Task to complete: The lines you return must be all those in the data that hold the string "super".

Material for the task:

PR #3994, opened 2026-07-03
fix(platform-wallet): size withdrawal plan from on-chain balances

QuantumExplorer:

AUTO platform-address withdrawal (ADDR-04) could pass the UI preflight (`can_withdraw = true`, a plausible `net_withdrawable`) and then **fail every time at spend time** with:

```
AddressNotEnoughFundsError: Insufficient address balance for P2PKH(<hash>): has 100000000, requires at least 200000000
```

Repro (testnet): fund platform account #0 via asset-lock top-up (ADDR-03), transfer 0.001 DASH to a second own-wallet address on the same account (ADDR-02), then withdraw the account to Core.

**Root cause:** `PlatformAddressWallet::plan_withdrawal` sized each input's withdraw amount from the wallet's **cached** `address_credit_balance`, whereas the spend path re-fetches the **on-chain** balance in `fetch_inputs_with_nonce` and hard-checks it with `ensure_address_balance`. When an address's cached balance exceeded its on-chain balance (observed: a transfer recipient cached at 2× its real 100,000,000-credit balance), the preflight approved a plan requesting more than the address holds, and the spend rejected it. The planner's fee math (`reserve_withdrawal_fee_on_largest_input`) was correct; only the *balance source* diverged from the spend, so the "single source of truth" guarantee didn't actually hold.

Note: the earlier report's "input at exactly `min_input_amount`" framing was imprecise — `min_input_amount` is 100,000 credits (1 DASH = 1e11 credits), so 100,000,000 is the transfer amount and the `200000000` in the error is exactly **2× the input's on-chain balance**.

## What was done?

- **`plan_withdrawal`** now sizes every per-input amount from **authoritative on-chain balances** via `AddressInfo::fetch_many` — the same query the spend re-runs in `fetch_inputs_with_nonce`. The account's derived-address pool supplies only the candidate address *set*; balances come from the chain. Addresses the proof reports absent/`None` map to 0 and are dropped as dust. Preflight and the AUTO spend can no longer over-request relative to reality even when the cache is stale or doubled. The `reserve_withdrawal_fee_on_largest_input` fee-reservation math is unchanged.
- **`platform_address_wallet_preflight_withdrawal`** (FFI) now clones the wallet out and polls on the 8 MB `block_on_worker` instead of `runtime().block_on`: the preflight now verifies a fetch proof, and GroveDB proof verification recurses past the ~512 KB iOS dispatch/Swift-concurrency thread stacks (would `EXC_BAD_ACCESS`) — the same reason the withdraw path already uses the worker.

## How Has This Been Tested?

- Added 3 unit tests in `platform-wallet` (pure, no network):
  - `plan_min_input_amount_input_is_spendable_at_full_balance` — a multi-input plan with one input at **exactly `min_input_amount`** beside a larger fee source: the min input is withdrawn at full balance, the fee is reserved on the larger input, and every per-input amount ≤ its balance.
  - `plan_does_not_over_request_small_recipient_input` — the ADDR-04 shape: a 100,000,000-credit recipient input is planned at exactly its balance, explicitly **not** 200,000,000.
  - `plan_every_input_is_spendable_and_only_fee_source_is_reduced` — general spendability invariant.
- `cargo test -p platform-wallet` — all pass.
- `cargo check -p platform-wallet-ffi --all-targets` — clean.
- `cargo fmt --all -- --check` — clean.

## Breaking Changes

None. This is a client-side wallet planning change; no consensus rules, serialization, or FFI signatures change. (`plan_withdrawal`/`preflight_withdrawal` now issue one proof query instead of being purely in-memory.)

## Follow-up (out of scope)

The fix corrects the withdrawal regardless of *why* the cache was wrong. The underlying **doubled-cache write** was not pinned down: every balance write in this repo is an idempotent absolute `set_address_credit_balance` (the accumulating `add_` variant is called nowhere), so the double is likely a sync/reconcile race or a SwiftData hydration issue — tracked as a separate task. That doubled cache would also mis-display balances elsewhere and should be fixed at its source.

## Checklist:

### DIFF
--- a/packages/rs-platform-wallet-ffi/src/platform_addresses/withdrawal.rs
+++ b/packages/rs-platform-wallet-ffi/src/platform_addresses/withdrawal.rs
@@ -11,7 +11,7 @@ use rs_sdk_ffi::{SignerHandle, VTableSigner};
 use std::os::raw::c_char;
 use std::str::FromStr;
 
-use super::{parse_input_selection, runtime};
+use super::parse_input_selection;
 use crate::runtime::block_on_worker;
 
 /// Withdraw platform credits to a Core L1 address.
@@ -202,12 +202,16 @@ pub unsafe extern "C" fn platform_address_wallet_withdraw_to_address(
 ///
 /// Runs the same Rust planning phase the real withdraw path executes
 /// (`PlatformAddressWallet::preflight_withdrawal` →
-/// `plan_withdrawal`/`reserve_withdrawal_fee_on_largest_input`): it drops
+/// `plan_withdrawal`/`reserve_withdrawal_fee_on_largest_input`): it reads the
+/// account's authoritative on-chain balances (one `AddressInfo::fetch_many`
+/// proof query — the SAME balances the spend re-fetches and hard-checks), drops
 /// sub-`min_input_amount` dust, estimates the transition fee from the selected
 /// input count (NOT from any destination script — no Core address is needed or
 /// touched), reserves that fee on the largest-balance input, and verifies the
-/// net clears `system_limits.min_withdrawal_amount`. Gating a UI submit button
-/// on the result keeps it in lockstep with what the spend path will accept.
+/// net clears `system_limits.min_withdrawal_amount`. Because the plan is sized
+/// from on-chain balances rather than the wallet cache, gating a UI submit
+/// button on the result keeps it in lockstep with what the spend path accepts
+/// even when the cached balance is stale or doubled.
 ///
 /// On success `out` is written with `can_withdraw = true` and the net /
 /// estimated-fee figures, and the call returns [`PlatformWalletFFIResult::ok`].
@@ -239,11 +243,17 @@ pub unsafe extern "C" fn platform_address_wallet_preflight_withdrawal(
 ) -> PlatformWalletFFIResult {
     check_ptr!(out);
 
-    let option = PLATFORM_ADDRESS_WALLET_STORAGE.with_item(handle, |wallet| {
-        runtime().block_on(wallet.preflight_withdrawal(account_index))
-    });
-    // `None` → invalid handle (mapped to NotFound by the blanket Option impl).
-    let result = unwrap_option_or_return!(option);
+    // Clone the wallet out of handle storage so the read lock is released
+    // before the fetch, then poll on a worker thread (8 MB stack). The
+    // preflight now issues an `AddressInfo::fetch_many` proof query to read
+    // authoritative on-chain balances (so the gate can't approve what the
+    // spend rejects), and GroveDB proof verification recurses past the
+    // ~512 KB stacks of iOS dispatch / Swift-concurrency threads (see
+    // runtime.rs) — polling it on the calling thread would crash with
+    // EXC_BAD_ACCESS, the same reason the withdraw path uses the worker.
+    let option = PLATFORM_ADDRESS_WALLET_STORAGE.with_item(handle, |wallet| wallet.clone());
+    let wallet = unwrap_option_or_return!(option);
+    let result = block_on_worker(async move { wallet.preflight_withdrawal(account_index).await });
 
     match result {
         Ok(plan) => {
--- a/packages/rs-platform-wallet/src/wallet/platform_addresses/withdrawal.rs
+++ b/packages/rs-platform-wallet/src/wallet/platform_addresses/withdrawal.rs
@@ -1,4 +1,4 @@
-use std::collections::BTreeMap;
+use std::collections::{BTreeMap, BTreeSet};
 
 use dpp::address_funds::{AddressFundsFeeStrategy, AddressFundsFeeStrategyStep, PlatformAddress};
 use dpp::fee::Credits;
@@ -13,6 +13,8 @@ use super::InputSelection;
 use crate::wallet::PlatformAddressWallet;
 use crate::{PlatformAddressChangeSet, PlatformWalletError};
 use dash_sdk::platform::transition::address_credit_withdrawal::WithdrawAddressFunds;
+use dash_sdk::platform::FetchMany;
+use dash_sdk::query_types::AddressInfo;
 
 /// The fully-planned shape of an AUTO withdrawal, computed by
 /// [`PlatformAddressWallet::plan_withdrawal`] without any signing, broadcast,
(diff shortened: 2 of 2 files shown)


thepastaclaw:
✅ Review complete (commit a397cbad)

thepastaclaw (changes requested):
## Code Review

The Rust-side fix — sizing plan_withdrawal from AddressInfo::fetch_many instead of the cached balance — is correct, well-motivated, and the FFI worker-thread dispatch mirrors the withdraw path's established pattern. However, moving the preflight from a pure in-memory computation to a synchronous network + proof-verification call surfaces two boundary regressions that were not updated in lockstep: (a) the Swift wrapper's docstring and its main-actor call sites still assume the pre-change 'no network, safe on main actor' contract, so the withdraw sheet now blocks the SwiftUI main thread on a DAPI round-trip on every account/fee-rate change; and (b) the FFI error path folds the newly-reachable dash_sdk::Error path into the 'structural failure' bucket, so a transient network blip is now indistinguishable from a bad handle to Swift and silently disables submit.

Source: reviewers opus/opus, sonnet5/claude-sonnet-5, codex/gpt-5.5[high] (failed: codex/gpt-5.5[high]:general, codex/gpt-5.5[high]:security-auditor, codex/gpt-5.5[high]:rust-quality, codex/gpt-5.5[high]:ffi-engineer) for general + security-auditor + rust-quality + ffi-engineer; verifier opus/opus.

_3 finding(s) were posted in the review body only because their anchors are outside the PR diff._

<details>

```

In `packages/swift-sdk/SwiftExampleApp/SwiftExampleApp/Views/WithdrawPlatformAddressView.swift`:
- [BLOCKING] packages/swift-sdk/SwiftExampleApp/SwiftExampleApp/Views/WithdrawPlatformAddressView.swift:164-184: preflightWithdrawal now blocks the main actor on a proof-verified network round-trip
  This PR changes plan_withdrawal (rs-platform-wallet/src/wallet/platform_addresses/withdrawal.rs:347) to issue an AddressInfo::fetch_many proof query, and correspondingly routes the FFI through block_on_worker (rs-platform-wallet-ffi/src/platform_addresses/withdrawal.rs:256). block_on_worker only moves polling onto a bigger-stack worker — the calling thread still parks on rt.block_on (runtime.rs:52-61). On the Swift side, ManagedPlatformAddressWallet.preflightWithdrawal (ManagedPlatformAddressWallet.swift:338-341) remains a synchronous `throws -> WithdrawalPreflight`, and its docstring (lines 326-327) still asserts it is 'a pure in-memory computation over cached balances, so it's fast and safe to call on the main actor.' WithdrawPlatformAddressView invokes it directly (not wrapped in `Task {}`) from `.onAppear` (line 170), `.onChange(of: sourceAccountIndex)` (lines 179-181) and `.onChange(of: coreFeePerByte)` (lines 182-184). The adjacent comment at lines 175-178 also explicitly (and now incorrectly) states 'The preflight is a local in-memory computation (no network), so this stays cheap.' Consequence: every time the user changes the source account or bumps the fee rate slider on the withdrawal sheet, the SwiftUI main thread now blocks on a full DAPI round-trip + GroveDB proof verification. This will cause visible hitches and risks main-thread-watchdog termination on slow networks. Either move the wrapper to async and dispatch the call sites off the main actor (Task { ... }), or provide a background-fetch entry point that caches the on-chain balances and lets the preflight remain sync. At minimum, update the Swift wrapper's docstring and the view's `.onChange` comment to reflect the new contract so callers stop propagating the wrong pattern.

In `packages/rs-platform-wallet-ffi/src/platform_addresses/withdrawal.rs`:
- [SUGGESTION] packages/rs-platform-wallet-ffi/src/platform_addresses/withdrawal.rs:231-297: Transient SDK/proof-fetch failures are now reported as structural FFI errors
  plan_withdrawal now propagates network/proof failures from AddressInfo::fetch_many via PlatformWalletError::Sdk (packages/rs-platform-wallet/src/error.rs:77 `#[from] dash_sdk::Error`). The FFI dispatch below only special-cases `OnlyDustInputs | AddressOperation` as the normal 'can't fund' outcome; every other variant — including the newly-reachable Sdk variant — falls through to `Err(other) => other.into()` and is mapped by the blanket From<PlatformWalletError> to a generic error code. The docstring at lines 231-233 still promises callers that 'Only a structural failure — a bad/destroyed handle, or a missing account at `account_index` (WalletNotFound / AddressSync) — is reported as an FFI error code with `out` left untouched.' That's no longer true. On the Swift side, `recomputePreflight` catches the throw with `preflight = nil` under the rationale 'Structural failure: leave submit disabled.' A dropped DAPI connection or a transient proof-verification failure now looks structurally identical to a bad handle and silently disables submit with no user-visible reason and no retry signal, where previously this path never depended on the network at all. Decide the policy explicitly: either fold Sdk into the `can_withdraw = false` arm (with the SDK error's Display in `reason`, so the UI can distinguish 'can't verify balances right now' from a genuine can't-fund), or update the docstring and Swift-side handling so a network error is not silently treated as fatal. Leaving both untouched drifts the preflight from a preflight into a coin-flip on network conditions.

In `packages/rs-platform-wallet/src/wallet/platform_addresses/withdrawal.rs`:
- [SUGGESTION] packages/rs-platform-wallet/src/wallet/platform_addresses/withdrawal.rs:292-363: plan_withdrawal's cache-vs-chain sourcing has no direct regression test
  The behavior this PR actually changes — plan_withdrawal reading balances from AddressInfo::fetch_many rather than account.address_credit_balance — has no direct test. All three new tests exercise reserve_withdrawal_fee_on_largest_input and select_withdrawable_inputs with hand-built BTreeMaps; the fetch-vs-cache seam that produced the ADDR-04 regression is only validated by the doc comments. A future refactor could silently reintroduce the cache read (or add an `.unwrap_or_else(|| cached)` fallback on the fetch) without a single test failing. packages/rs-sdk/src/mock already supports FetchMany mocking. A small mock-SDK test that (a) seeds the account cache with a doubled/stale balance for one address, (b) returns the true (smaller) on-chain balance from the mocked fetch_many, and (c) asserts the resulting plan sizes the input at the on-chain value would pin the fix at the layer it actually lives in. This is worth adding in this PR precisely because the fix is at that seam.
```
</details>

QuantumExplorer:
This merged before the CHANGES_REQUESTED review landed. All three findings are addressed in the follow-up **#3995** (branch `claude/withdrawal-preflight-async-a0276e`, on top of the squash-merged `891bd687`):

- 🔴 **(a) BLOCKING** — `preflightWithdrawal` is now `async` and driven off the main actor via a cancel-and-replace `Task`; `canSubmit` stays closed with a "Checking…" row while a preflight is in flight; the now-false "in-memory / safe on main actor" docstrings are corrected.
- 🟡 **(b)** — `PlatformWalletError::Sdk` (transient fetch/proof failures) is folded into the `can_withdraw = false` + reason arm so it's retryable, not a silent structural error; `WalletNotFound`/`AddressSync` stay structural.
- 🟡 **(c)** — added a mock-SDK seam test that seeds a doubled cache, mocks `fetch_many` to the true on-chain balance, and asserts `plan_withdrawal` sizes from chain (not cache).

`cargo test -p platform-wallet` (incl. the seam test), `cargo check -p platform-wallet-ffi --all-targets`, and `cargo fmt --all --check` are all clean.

Result:
-use super::{parse_input_selection, runtime};
+use super::parse_input_selection;
@@ -13,6 +13,8 @@ use super::InputSelection;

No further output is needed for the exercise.